Montando una bicicletada escolar

¿Por qué los niños no van al colegio andando o en bicicleta?

Los padres ven más seguro trasladarlos en sus coches, los niños creen que es mucha distancia, y el centro teme por la seguridad de los alumnos fuera de su recinto.


Pero, ¿podemos hacer algo para cambiar esos pensamientos?


La bicicletada

La experiencia que cuento comienza con un e-mail remitido a la Dirección del Colegio señalando la situación de caos circulatorio provocado en las salidas y entradas del centro, y planteando como solución la promoción de la movilidad activa (caminar y bicicleta). 

Posteriores conversaciones, enmarcadas dentro de un movimiento de participación de las familias en el centro educativo, culminaron con una circular general remitida por el Colegio a todos los alumnos, al inicio de curso, donde se rogaba mayor racionalidad en las entradas y salidas, y donde además se propuso una salida voluntaria para familias y profesores, en bicicleta, el viernes 29 de septiembre de 2017, a las 17:30, por un recorrido que permitía circular sin problema a personas de todas las edades y destrezas.

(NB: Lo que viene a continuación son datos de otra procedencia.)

PR #463, opened 2017-03-31
Show download link for integration test logs

alexbrand:


alexbrand:
This works to an acceptable degree. Merging.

Además de la circular remitida, se realizaron recordatorios por las redes sociales del centro y de las propias familias.

 Llegó el día, y la sorpresa fue mayúscula. ¡¡¡ 150 bicicletas !!! esperaban con ilusión en las puertas del centro, puntuales, con alegría y emoción: familias con niños de todas las edades y 6 profesores del centro dispuestos a recorrer, en ambiente festivo, los 10 km planteados (ida y vuelta).


El recorrido discurrió sin incidentes, con bastante improvisación y autogestión en los pasos de cebra que la senda ciclista atravesaba, y con algunos tramos que necesariamente discurrieron por calzada, habida cuenta del voluminoso pelotón. El grupo llegó compacto hasta el final, y celebró la aventura con una parada en el parque infantil / cafetería. Los niños descubrieron que podían recorrer 5 kilómetros sin pausa ni cansancio y en poco tiempo (30 minutos), los padres comprobaron cómo se abría la posibilidad de realizar salidas familiares o incluso acudir al colegio en bici, y los profesores se alegraban por la experiencia conjunta.

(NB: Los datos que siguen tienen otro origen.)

PR #465, opened 2017-04-03
Don't print admin password to the terminal

### LINKED ISSUE #283: Dashboard command prints password to console on error
We should not print the dashboard password to the console.

alexbrand:
Fixes #283

### DIFF
--- a/pkg/cli/ip.go
+++ b/pkg/cli/ip.go
@@ -1,6 +1,7 @@
 package cli
 
 import (
+	"errors"
 	"fmt"
 	"io"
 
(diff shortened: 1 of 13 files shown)


pkg/cli/ip.go
```diff
@@ -41,15 +35,26 @@ func NewCmdIP(out io.Writer) *cobra.Command {
 	return cmd
 }
 
-func doIP(out io.Writer, planner install.Planner, opts *ipOpts) (string, error) {
+func doIP(out io.Writer, planner install.Planner, opts *ipOpts) error {
 	// Check if plan file exists
 	if !planner.PlanExists() {
-		return "", fmt.Errorf("plan does not exist")
+		return fmt.Errorf("plan does not exist")
```
dkoshkin: Can we make this error consistent across the CLI, maybe pull this out into a common function.

alexbrand: Good call

dkoshkin:
LGTM

PR #2224, opened 2021-08-30
Adding @aws-ipi tag to tests

jhou1:
@liangxia PTAL

Case query using https://gitlab.cee.redhat.com/jhou/ci-profiles/-/blob/prow/prow/query_49_aws_ipi_tests.json

### DIFF
--- a/features/admin/pod.feature
+++ b/features/admin/pod.feature
@@ -2,6 +2,7 @@ Feature: pod related features
 
   # @author xiuli@redhat.com
   # @case_id OCP-15808
+  @aws-ipi
   Scenario: Endpoints should update in time and no delay
     Given I have a project
     Given I obtain test data file "networking/list_for_pods.json"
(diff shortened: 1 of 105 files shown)


features/admin/pod.feature
```diff
@@ -102,6 +102,7 @@ Feature: pod related features
   # @case_id OCP-11752
   @admin
   @inactive
+  @aws-ipi
```
liangxia, line 105: @jhou1 Perhaps we do not need to add the tag when it already has tag inactive ?

jhou1: @liangxia I think if someone activates the test case and removes the `@inactive` tag from the code base, then the prow tags are out of sync. I suggest we still add the tags anyway in case someone wants to reenable them in the future. We would therefore have less effort keeping things up to date.
WDYT?

jhou1: I also made a mistake in the test case query, inactive test cases should not be filtered in my query anyway, fixing everything now...

liangxia: Make sense now.    I think the mistake makes most of the test cases added with tag aws-ipi also have inactive tag, that's why the concern comes from.

PR #2222, opened 2021-08-29
Kata tests refactoring and data collect feature

valtair1891:

PR #2229, opened 2021-08-31
Kata feature refactoring and OO framework

valtair1891:


pruan-rht:
@valtair1891 same comments from  https://github.com/openshift/verification-tests/pull/2222/files still needs to be addressed

valtair1891:
Breaking down to a smaller PRs

PR #2232, opened 2021-09-01
Add proxy tag

jhou1:
The `@proxy` tag needs to be added to distinguish tests that can only be run in a cluster proxy deployment.

@liangxia @pruan-rht PTAL


jhou1:
No destructive operations in this PR, fast merging to get things tested overnight.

Experimento muy recomendable: ayudar a re-descubrir la bicicleta

Me he animado a escribir sobre esta experiencia para mostrar como con pequeños gestos los niños reaccionan con mucha emoción e incorporan la bicicleta en su cotidianeidad, los padres asimilan las capacidades de sus hijos, y los profesores amplían el vínculo con las familias.

No es necesario disponer de grandes instalaciones, coordinar complejos eventos o tener unas condiciones físicas extraordinarias. 

Basta con una circular y una propuesta ilusionante.